In 2014, Salim Ismail coined a term in Exponential Organizations that stuck with me. He called it the Massive Transformational Purpose.
The idea is simple. Your MTP is the dent you want to make in the world. It’s deliberately too big for any one company to finish.
And that’s the point: it creates pull. The right people show up. The right decisions get easier.
A mission describes what you do. An MTP describes why any of it matters.
That difference sounds subtle until you’re trying to merge 2 companies.
I’ve read plenty of mission statements in my career. Most describe products and market position. They work fine when you’re running one company.
But when you’re combining organizations, everything shifts. An MTP holds because it’s about impact.
When you know the purpose, it filters every decision. Who to hire. What to build.
Two companies, one north star
For 10+ years, SoftSmiths built energy trading and risk management software. We served dozens of retail energy providers across the deregulated US markets.
Good at it. Defined by it.
Then in February 2026, we brought Risk360 into the family under Banyan Software. JC Swartz and his team had spent years earning the trust of 55+ retail energy suppliers across every ISO and RTO in the country.
PJM, ERCOT, NYISO, ISO-NE, MISO, SPP, CAISO. All 7.
They’d built those relationships by sitting inside their clients’ operations: scheduling, nominations, settlements, compliance. The work that keeps the lights on and the margins intact.
So we had SoftSmiths with a decade of ETRM software, and Risk360 with deep operational relationships across every deregulated market in the US. Different histories, different strengths.
And when we sat down to figure out what we were building together, one thing was clear: we needed an MTP that matched the transformation we’re in the middle of as a company, and aligned with the transformation the entire energy grid is undergoing.
We’re still defining our MTP. That’s an exciting place to be.
The grid is changing faster than at any point in our careers. Our company is changing with it. The MTP we land on has to be bigger than either organization’s history. It has to pull us forward into what energy is becoming.
That search is what gave us ennrgy.com.
The market needs its own MTP moment
Here’s what I’ve been thinking about. The deregulated energy market is going through an identity crisis.
For years, the REP playbook was straightforward. Buy wholesale, hedge your position, set your rates, manage your margins.
Spreadsheets and good instincts. That worked when the grid was simpler.
But the grid got complicated. Fast. Distributed energy resources are everywhere.
Battery storage is reshaping supply and demand curves. Virtual power plants are turning residential rooftops and garage batteries into dispatchable assets.

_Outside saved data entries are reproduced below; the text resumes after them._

Issue #82, opened 2023-03-16
Generate missing models from legacy spec


nhtruong:
This spawns from https://github.com/opensearch-project/opensearch-api-specification/issues/80

Basically use [legacy spec](https://github.com/opensearch-project/OpenSearch/tree/42058aa76a18f531ceaac7deb4e94944cf02f463/rest-api-spec/src/main/resources/rest-api-spec/api) to generate smithy models so we don't have to fill out 308 operations by hand.

The translator code can be found here: https://github.com/nhtruong/opensearch-smithy-spec-translator

nhtruong:
## Goals
We chose maintaining OpenSearch API Spec via Smithy, even though the end-result is standard OpenAPI spec, mainly for its maintainability. So, the generated Smithy Spec should take advantage of Smithy unique features while assure that the models can still be properly translated to OpenAPI:
- Each OpenSearch action, each comprised of one or many API operations, are grouped into folders. For example, the smithy files for `indicies.create` action will be stored in `./model/indices/create` folder. (This grouping is impossible with OpenAPI 3.1, one of many reasons we chose Smithy)
- Each action has 2 smithy files:
  - `operations.smithy`: Describes the operations of said action
  - `structures.smithy`: Describes the structures of the Inputs and Outputs of the operations.
- Most parameters are not only shared within the operations of the same action, but they are also reused in other actions. The parameter definitions, therefore, are stored in common locations for resuse. For example, `common_booleans.smithy` and `common_string_lists.smithy`

reta:
@nhtruong the choice of Smithy is still not obvious, specifically taking into account plugins and extensions, I believe there are compelling arguments to use OpenAPI 3.0+ directly [1], without Smithy shim.

[1] https://github.com/opensearch-project/opensearch-clients/issues/55

nhtruong:
@reta I'm still drafting this comment and accidentally hit `Comment`. Still editing it now. It will be a bit clearer. As discussed in https://github.com/opensearch-project/opensearch-api-specification/issues/80, the end result will be OpenAPI 3.1. We're only using smithy, for now at least, as a device to backfill missing info (like Output schemas, and Body schemas), because it's easier to do so.

VachaShah:
Reopening this issue, since there is a part 2 for the PR.

PR #83, opened 2023-03-16
Generated api

nhtruong:
### Description
Generated smithy models from [legacy spec](https://github.com/opensearch-project/OpenSearch/tree/42058aa76a18f531ceaac7deb4e94944cf02f463/rest-api-spec/src/main/resources/rest-api-spec/api) using my [translation script](https://github.com/nhtruong/opensearch-smithy-spec-translator)

### Issues Resolved
closes https://github.com/opensearch-project/opensearch-api-specification/issues/82


nhtruong:
Created this draft to collect feedback as I'm almost done with the [translation script](https://github.com/nhtruong/opensearch-smithy-spec-translator).

nhtruong:
Files of interest:
- [Structures](https://github.com/opensearch-project/opensearch-api-specification/pull/83/files#diff-2fa53d6c5ecff002eecadb3c1075d3dba56d8a635d4c4fa0b430c2f44896c274) and [operations](https://github.com/opensearch-project/opensearch-api-specification/pull/83/files#diff-dadd5d90ddef675d0e60edcf193aea5a5bc1565e603cf849993af22a1e058649) of `index` action where multiple operations are grouped into one action
- [Common booleans](https://github.com/opensearch-project/opensearch-api-specification/pull/83/files#diff-b475b325271b2f2e0c45577cba47b4b5d9f8a253811d586173dd246f99a34866)
- [Common enums](https://github.com/opensearch-project/opensearch-api-specification/pull/83/files#diff-791cc46830d2c07f89eaba9b92b55a030288e4d56f0bc589f50d261b949166f0)
- [Common integers](https://github.com/opensearch-project/opensearch-api-specification/pull/83/files#diff-477adfd1358f2c470f807925ad0b99b4a5327ed1271d85d0cc11febb987e6a76)
- [Common lists](https://github.com/opensearch-project/opensearch-api-specification/pull/83/files#diff-71d67a3e6a35585697ad0b77d3782acb70487d27295422c1f2e85caf2bf4c1ff)
- [Common strings](https://github.com/opensearch-project/opensearch-api-specification/pull/83/files#diff-161fa3f651009f3b87e0fa56e9d38476db795a9c77bde5873acadef166feabdc)

model/_global/bulk/operations.smithy
```diff
@@ -0,0 +1,58 @@
...
+  output: Bulk_Output
+}
+
+@vendorExtensions(
+  "x-operation-group": "bulk",
+  "x-version-added": "1.0"
+)
+@http(method: "POST", uri: "/{index}/_bulk")
+@documentation("Allows to perform multiple index/update/delete operations in a single request.")
+operation Bulk_2 {
```
Xtansia, line 43: I think you can achieve uniqueness while avoiding the numbering by following the naming template of some of the handwritten operations: `{method}{operation}With{pathParams}`
e.g:
```
PostBulk
PutBulk
PostBulkWithIndex
PutBulkWithIndex
```

nhtruong: I saw that but there are actions with multiple endpoints using the same action like The [index](https://github.com/opensearch-project/opensearch-api-specification/pull/83/files#diff-dadd5d90ddef675d0e60edcf193aea5a5bc1565e603cf849993af22a1e058649) action where there are 2 POSTs.

nhtruong: There are other actions that use the same verb twice

Xtansia: I think it should just be something sort of like this pseudo code:
```
with = pathParams.len > 0 ? "With${pathParams.map(CamelCase).join("And")}" : ""
name = "${CamelCase(method)}${CamelCase(operationName)}${with}"
```

nhtruong:
[Added a comment in the issue](https://github.com/opensearch-project/opensearch-api-specification/issues/82#issuecomment-1486073933) to explain what I'm trying to achieve with this PR.

model/_global/bulk/operations.smithy
nhtruong: The `WITH` suffix was a [bit more complicated](https://github.com/nhtruong/opensearch-smithy-spec-translator/commit/38867328699d7b845cdb4a9cb171a4b8827c76de#diff-4d29948f6a7d0e22ddb3eb9e4547957e17d90a43d5352bacd6775120cdcc6ff1R54-R60) but it's been solved. Thanks for the nudge! :D (Also that method would have been 3-4 times as long in JS or Python. That's why I love Ruby so much!)

VachaShah (commented):
* Can we commit the translation script as well? It would help if we need to do this again for some APIs.
* Can the translation script convert a set of APIs to Smithy models?
* Currently, it looks like this script is replacing the already existing Smithy models. Is that going to be the case?

nhtruong:
@VachaShah I've given this topic some thought since we last discussed it.

The biggest hurdles I faced when writing the translator are: 
- Grouping identical parameters into the same Smithy shapes:
  - Params with slightly different descriptions but are actually the same because they were written by different people (i.e. same description but phrased differently)
  - Identical params but with different names
- Renaming vague parameter names to somethings more specific to avoid collisions. For example, `name` will be turned into `template_name`, `alias_name`, or `pipeline_name`... and then find out which `name` param in an operation is a `template_name` or a `pipeline_name` and so on.
- Params that are very similar to one another but with small differences. 
  - They usually have identical schema but have subtle nuances in certain operations. They will refer to the same Smithy shape that has the most common description, and have this description overridden in certain operations where they differ.
  - Sometimes they only differ in the default value, and deprecation flag. They will also reference the same Smithy shape but with unique default value / deprecation flag.
  - There are also enum params with identical names but slightly different enum options. I ended up creating a different shapes for different sets of options.

These hurdles had to be handled on case-to-case basis. That's why there are [a ton of if-else guards](https://github.com/nhtruong/opensearch-smithy-spec-translator/blob/main/lib/parameter.rb) in the translator, and even more manual updates to the original spec like this [commit](https://github.com/nhtruong/opensearch-smithy-spec-translator/commit/02315da8e62d7064fd9e40798221b1f64e7eedc9). There's no one-size-fit-all solution that we can program into the translator to handle this. That means, when a new API action is added to the legacy spec, and we're to incrementally convert it to Smithy using the translator, the translator will have to be able to:
- Map the some of the new action's params to the existing params. This is not programmatically viable for the reasons stated above.
- Assuming that we can somehow do the mapping above, the translator will still have to create new Smithy shapes for brand new params that don't exist in any current operations. That means the translator will have to be aware of the existing shape to avoid shape name collisions. And if there are collisions, how would it know what to rename the param to? 

So in the end, each new API action added will most likely become a new edge-case that you will have to modify the translator to handle. It would be a lot simpler and faster for us to convert it to Smithy manually. We only see new features that add new endpoints every 3 or 4 months. Also we really should encourage Core team to update this Smithy spec rather than the legacy spec, which is currently not being used anywhere else.

nhtruong:
Regarding existing models being replace: The newest version of the translator (which is not reflected in the current draft) is aware of the existing files and it will create file of similar name. I'll then use it to update the existing files manually.

This will be turned in 2 PRs:
- A PR with the definition of all parameters, existing files after being merged with the generated version. A couple of newly generated API Actions to demonstrate how the new Smithy models will look like. Total about 20 files to make it easier to review
- A PR with all other generated models. If the first PR's been approved and merged, there's not much to review in this one even though it will include about 300 files.

VachaShah:
> @VachaShah I've given this topic some thought since we last discussed it.
> 
> The biggest hurdles I faced when writing the translator are:
> 
> * Grouping identical parameters into the same Smithy shapes:
>   
>   * Params with slightly different descriptions but are actually the same because they were written by different people (i.e. same description but phrased differently)
>   * Identical params but with different names
> * Renaming vague parameter names to somethings more specific to avoid collisions. For example, `name` will be turned into `template_name`, `alias_name`, or `pipeline_name`... and then find out which `name` param in an operation is a `template_name` or a `pipeline_name` and so on.
> * Params that are very similar to one another but with small differences.
>   
>   * They usually have identical schema but have subtle nuances in certain operations. They will refer to the same Smithy shape that has the most common description, and have this description overridden in certain operations where they differ.
>   * Sometimes they only differ in the default value, and deprecation flag. They will also reference the same Smithy shape but with unique default value / deprecation flag.
>   * There are also enum params with identical names but slightly different enum options. I ended up creating a different shapes for different sets of options.
> 
> These hurdles had to be handled on case-to-case basis. That's why there are [a ton of if-else guards](https://github.com/nhtruong/opensearch-smithy-spec-translator/blob/main/lib/parameter.rb) in the translator, and even more manual updates to the original spec like this [commit](https://github.com/nhtruong/opensearch-smithy-spec-translator/commit/02315da8e62d7064fd9e40798221b1f64e7eedc9). There's no one-size-fit-all solution that we can program into the translator to handle this. That means, when a new API action is added to the legacy spec, and we're to incrementally convert it to Smithy using the translator, the translator will have to be able to:
> 
> * Map the some of the new action's params to the existing params. This is not programmatically viable for the reasons stated above.
> * Assuming that we can somehow do the mapping above, the translator will still have to create new Smithy shapes for brand new params that don't exist in any current operations. That means the translator will have to be aware of the existing shape to avoid shape name collisions. And if there are collisions, how would it know what to rename the param to?
> 
> So in the end, each new API action added will most likely become a new edge-case that you will have to modify the translator to handle. It would be a lot simpler and faster for us to convert it to Smithy manually. We only see new features that add new endpoints every 3 or 4 months. Also we really should encourage Core team to update this Smithy spec rather than the legacy spec, which is currently not being used anywhere else.

This makes sense that the translator will anyway have to adapted to the new APIs. We can make this part of the process when we deprecate the rest-api-spec on how to write Smithy models/OpenAPI specs for future.

VachaShah:
> Regarding existing models being replace: The newest version of the translator (which is not reflected in the current draft) is aware of the existing files and it will create files of similar names. I'll then use them to update the existing files manually.
> 
> This will be turned in 2 PRs:
> 
> * A PR with the definition of all parameters, existing files after being merged with the generated version. A couple of newly generated API Actions to demonstrate how the new Smithy models will look like. Total about 20 files to make it easier to review
> * A PR with all other generated models. If the first PR's been approved and merged, there's not much to review in this one even though it will include about 300 files.

Sounds good!

nhtruong:
There are a couple of roadblocks I'm facing right now with Smithy. When running  `./gradlew build`. I get several instances of these errors:
### URI Conflict:
```
Operation URI, `/{index}/_source/{id}`, conflicts with other operation URIs in the same service: 
[`OpenSearch#CatIndices_WithIndex` (/_cat/indices/{index}), `OpenSearch#CatIndices` (/_cat/indices), 
`OpenSearch#CatNodes` (/_cat/nodes), `OpenSearch#ClusterGetSettings` (/_cluster/settings), 
`OpenSearch#IndicesGetSettings_WithName` (/_settings/{name}), `OpenSearch#IndicesGetSettings` (/_settings), 
`OpenSearch#Search_Get` (/_search)]
```
Tagging every operation with `@suppress(["HttpUriConflict"])` trait doesn't resolve it

### Path Parameters as Lists:
```
Trait `httpLabel` cannot be applied to `OpenSearch#IndicesGetSettings_WithIndexName_Input$name`. 
This trait may only be applied to shapes that match the following selector: 
structure > member[trait|required] :test(> :test(string, number, boolean, timestamp))
```
Meaning smithy doesn't allow a list as a path parameter. However, it's very common in Opensearch to have a comma-deliminated  list of indices as path parameters. Sure we can convert them to strings and somehow tell the client generators that these strings are actually lists of strings. This will be even more complicated when we want to tell the generators that it's a list of enums, which there are a few.

VachaShah:
For URI Conflict:

Is it considering `(/_cat/indices/{index})` and `(/_cat/indices)` as same URI?

Path Parameters as List:

Does [Greedy Labels](https://smithy.io/2.0/spec/http-bindings.html?highlight=greedy#greedy-labels) help?

nhtruong:
- The URI conflicts comes from `{index}/<anything>` conflicting with `_cat/indices/...` and such because smithy believes `_cat` can also be `{index}` param too.
- Greedy label is not the same. In this case we're looking at comma-diliminated path params like  books and movies in `GET /_cat/indices/books,movies`
- There's also another smithy error that I forgot to capture: There are endpoints where some query params share the same names as the body params. Smithy doesn't allow this because all parameters (Query/Path/Body) are flatten into the same Smithy input structure that requires unique names for all parameters.
- We are also not allowed to have the same `@output` structure for different operations. There's a couple of workarounds but Smithy doesn't condone them.

All of these stem from unconventional/outdated API design of Elastic/OpenSearch:
- Having multiple operations serving the exact same functionality
- Path param at the root of the URI: `PUT {index}/_doc` instead of `PUT indices/{index}/docs`
- REST actions in URI: `POST /{index}/_create/{id}`
- Unconventional use of HTTP Verbs. Most notably `PUT` being used to create new resources, and or not being idempotent.
- Duplicate parameters in Query and Body.

I believe these are the reasons Elastic decided to go with a custom JSON schema instead of OpenAPI (eps the first bullet-point), even though OpenAPI can be extended to handle this API's oddities. Smithy is, unfortunately, a lot less forgiving when it comes to bad API design practice, which makes it very difficult to retrofit this API into Smithy models.

nhtruong:
Workarounds for these issues after discussing with others:
- Apply `@pattern` to path params to resolve URI Conflict errors
- Convert list path params to String but mark them as list  using vendorExtensions
- Rename query string params to avoid collisions with body params but keep the original names when using query trait.
- Do not mark output structures with `@output` trait

nhtruong:
Note that this is the first of 2 PRs that will translate the legacy rest-api to smithy:
- Part 1 has the definitions of all parameters in the API, and definitions of operations that are already in in the repo but updated to match their translated versions. This PR only has about 60 files to review.
- Part 2 has the rest of the operations that are not yet defined in the repo. This PR is going to have about 300 files added.
This is to help reviewers pinpoint on the files that matter: The common param files, and a few operation definitions. Once part 1 has been approved and merged, part 2 doesn’t need much reviewing since the operations it provides will have identical patterns seen in Part 1.

VachaShah (commented):
I took a first pass at it and this looks great @nhtruong! I will take a second look for the parameters.

Once this is finalized, can we also include the changes to [DEVELOPER_GUIDE](https://github.com/opensearch-project/opensearch-api-specification/blob/main/DEVELOPER_GUIDE.md) since the file names, paths etc. have changed?

VachaShah (approved):
@nhtruong The changes overall look good to me, can we also add the changes to the developer guide?

Xtansia:
Can we mark those of the `time` type with an extension property signifying it? I can currently assume it based on the pattern, but may be useful to have something explicit?

nhtruong:
Going to make some changes based on feedback here and on slack:
- Update Dev guide
- Denote `time` with `x-data-type: time` (will use this extension for list and enum-list path params too)
- Redefine BodyParams to include `content: Document` with `@httpPayload` trait

Xtansia:
This probably more affects when we bring in the rest of the APIs, but we'll need to think about how we represent the "bulk" APIs request bodies in Smithy as they're not strictly JSON, they're new-line delimited JSON objects:
e.g: https://opensearch.org/docs/2.6/api-reference/document-apis/bulk/
```
POST _bulk
{ "delete": { "_index": "movies", "_id": "tt2229499" } }
{ "index": { "_index": "movies", "_id": "tt1979320" } }
{ "title": "Rush", "year": 2013 }
{ "create": { "_index": "movies", "_id": "tt1392214" } }
{ "title": "Prisoners", "year": 2013 }
{ "update": { "_index": "movies", "_id": "tt0816711" } }
{ "doc" : { "title": "World War Z" } }
```

nhtruong:
@Xtansia  Wouldn't the be considered an array of objects and is still a valid JSON?

Xtansia:
> @Xtansia Wouldn't the be considered an array of objects and is still a valid JSON?

No, it's not an array, it does not have opening and closing brackets or commas. It's specifically one serialized object per line

Xtansia:
In code it'd be an array, but on the wire it is not valid JSON as a whole

nhtruong:
Gotcha. Nice catch!

model/_global/info/operations.smithy
```diff
@@ -0,0 +1,26 @@
...
+//
+//  The OpenSearch Contributors require contributions made to
+//  this file be licensed under the Apache-2.0 license or a
+//  compatible open source license.
+
+$version: "2"
+namespace OpenSearch
+use opensearch.openapi#vendorExtensions
+
+// TODO: Fill in API Reference URL
```
VachaShah, line 11: Is this still a TODO?

VachaShah (approved):
Just a small comment, otherwise LGTM!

ERCOT alone has seen a surge of DER participation in the last 2 years.
REPs are making decisions that didn’t exist 5 years ago. How do you price against a competitor whose cost structure includes battery arbitrage revenue? How do you model risk when your supply curve includes intermittent solar and behind-the-meter storage?
Cooperatives face a different version of the same question. A co-op in the Midwest might have members installing rooftop solar and home batteries. The business model for aggregating those assets into a VPP is still being written.
A few years ago, most co-op boards hadn’t heard the term “virtual power plant.” Now they’re evaluating whether to build one.
Every corner of the deregulated market is hitting the same wall. The complexity outgrew the tools.
Survival and thriving both require purpose
The companies that make it through this transition will be the ones that define their MTP clearly.
A cooperative might frame theirs around energy sovereignty: giving members real control, maybe even aggregating rooftop solar and home batteries into a VPP. A REP in ERCOT or PJM might anchor to pricing clarity their commercial customers have never had.
At ennrgy.com, we’re building toward that north star. Two organizations with combined decades of energy market experience, working under one roof for the first time.
Headroom Intel monitors 41 utilities and 168 rate codes daily so our clients can see exactly where they’re competitive. Our Asset Optimizer is live in ERCOT, working with Abundance Energy to dispatch battery assets against real-time market conditions.
Our managed ARR bidding captured $13.4 million in value last year at 97.25% of the theoretical maximum. Our Expert Managed Services team runs scheduling and settlements 365 days a year for clients who’d rather focus on their customers.
Every one of those capabilities points in the same direction. When we land on our MTP, it’ll tie them all together.
Start the conversation
Ismail wrote that an MTP creates “cultural glue” that holds organizations together through rapid change. In an industry being reshaped by DERs, batteries, VPPs, and shifting regulations, that glue matters.
It’s what pulled SoftSmiths and Risk360 together. It’s what keeps our team focused when the product roadmap gets long. And it’s what we’re working to articulate right now.
If your organization hasn’t defined its MTP, start that conversation. The companies that know why they exist make better decisions about what to build next.
And in energy, the decisions are only getting harder.